◆ INSTRUCTIONS FOR THE TASK ◆
Go through the records below and write each one out again unchanged.
--------------------------------------------------
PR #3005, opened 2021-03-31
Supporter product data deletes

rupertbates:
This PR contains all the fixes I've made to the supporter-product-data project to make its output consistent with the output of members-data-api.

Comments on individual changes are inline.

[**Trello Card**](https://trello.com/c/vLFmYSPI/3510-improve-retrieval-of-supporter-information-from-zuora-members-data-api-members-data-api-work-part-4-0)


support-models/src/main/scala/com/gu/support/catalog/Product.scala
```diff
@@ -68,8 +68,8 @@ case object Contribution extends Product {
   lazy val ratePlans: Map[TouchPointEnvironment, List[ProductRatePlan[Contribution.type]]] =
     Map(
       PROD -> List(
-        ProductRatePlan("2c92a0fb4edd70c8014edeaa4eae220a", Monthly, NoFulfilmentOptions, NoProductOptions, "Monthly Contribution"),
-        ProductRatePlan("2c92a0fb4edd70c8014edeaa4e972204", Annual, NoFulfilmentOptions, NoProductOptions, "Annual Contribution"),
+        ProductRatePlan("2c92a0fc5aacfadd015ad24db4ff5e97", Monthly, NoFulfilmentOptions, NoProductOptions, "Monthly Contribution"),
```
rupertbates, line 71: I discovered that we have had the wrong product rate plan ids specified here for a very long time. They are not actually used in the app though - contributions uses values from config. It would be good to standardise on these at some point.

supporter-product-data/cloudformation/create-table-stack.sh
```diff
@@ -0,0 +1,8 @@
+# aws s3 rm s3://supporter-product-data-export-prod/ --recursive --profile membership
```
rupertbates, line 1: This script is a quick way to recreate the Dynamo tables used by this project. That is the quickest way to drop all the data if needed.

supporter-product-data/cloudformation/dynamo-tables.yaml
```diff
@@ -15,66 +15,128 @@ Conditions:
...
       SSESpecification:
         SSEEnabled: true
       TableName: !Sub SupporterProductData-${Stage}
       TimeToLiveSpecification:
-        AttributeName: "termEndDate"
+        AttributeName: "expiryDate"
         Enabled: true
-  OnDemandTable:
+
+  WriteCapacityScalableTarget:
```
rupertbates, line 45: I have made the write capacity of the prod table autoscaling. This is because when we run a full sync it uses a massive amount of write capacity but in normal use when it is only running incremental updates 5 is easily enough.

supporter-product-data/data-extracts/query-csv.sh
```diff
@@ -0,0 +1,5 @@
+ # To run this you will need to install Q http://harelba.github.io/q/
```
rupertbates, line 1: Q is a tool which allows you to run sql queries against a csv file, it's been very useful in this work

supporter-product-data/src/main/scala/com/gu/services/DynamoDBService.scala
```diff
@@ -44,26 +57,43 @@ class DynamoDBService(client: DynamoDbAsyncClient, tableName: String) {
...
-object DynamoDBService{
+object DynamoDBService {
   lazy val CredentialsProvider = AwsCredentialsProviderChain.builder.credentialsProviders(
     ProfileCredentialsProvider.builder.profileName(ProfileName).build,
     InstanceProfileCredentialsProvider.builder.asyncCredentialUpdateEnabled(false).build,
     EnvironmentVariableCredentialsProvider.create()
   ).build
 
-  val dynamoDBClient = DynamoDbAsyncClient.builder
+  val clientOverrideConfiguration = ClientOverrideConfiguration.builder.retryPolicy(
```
--------------------------------------------------
◆ RESPONSE ◆
PR #3005, opened 2021-03-31
Supporter product data deletes

rupertbates:
This PR contains all the fixes I've made to the supporter-product-data project to make its output consistent with the output of members-data-api.

Comments on individual changes are inline.

[**Trello Card**](https://trello.com/c/vLFmYSPI/3510-improve-retrieval-of-supporter-information-from-zuora-members-data-api-members-data-api-work-part-4-0)


support-models/src/main/scala/com/gu/support/catalog/Product.scala
```diff
@@ -68,8 +68,8 @@ case object Contribution extends Product {
   lazy val ratePlans: Map[TouchPointEnvironment, List[ProductRatePlan[Contribution.type]]] =
     Map(
       PROD -> List(
-        ProductRatePlan("2c92a0fb4edd70c8014edeaa4eae220a", Monthly, NoFulfilmentOptions, NoProductOptions, "Monthly Contribution"),
-        ProductRatePlan("2c92a0fb4edd70c8014edeaa4e972204", Annual, NoFulfilmentOptions, NoProductOptions, "Annual Contribution"),
+        ProductRatePlan("2c92a0fc5aacfadd015ad24db4ff5e97", Monthly, NoFulfilmentOptions, NoProductOptions, "Monthly Contribution"),
```
rupertbates, line 71: I discovered that we have had the wrong product rate plan ids specified here for a very long time. They are not actually used in the app though - contributions uses values from config. It would be good to standardise on these at some point.

supporter-product-data/cloudformation/create-table-stack.sh
```diff
@@ -0,0 +1,8 @@
+# aws s3 rm s3://supporter-product-data-export-prod/ --recursive --profile membership
```
rupertbates, line 1: This script is a quick way to recreate the Dynamo tables used by this project. That is the quickest way to drop all the data if needed.

supporter-product-data/cloudformation/dynamo-tables.yaml
```diff
@@ -15,66 +15,128 @@ Conditions:
...
       SSESpecification:
         SSEEnabled: true
       TableName: !Sub SupporterProductData-${Stage}
       TimeToLiveSpecification:
-        AttributeName: "termEndDate"
+        AttributeName: "expiryDate"
         Enabled: true
-  OnDemandTable:
+
+  WriteCapacityScalableTarget:
```
rupertbates, line 45: I have made the write capacity of the prod table autoscaling. This is because when we run a full sync it uses a massive amount of write capacity but in normal use when it is only running incremental updates 5 is easily enough.

supporter-product-data/data-extracts/query-csv.sh
```diff
@@ -0,0 +1,5 @@
+ # To run this you will need to install Q http://harelba.github.io/q/
```
rupertbates, line 1: Q is a tool which allows you to run sql queries against a csv file, it's been very useful in this work

supporter-product-data/src/main/scala/com/gu/services/DynamoDBService.scala
```diff
@@ -44,26 +57,43 @@ class DynamoDBService(client: DynamoDbAsyncClient, tableName: String) {
...
-object DynamoDBService{
+object DynamoDBService {
   lazy val CredentialsProvider = AwsCredentialsProviderChain.builder.credentialsProviders(
     ProfileCredentialsProvider.builder.profileName(ProfileName).build,
     InstanceProfileCredentialsProvider.builder.asyncCredentialUpdateEnabled(false).build,
     EnvironmentVariableCredentialsProvider.create()
   ).build
 
-  val dynamoDBClient = DynamoDbAsyncClient.builder
+  val clientOverrideConfiguration = ClientOverrideConfiguration.builder.retryPolicy(
```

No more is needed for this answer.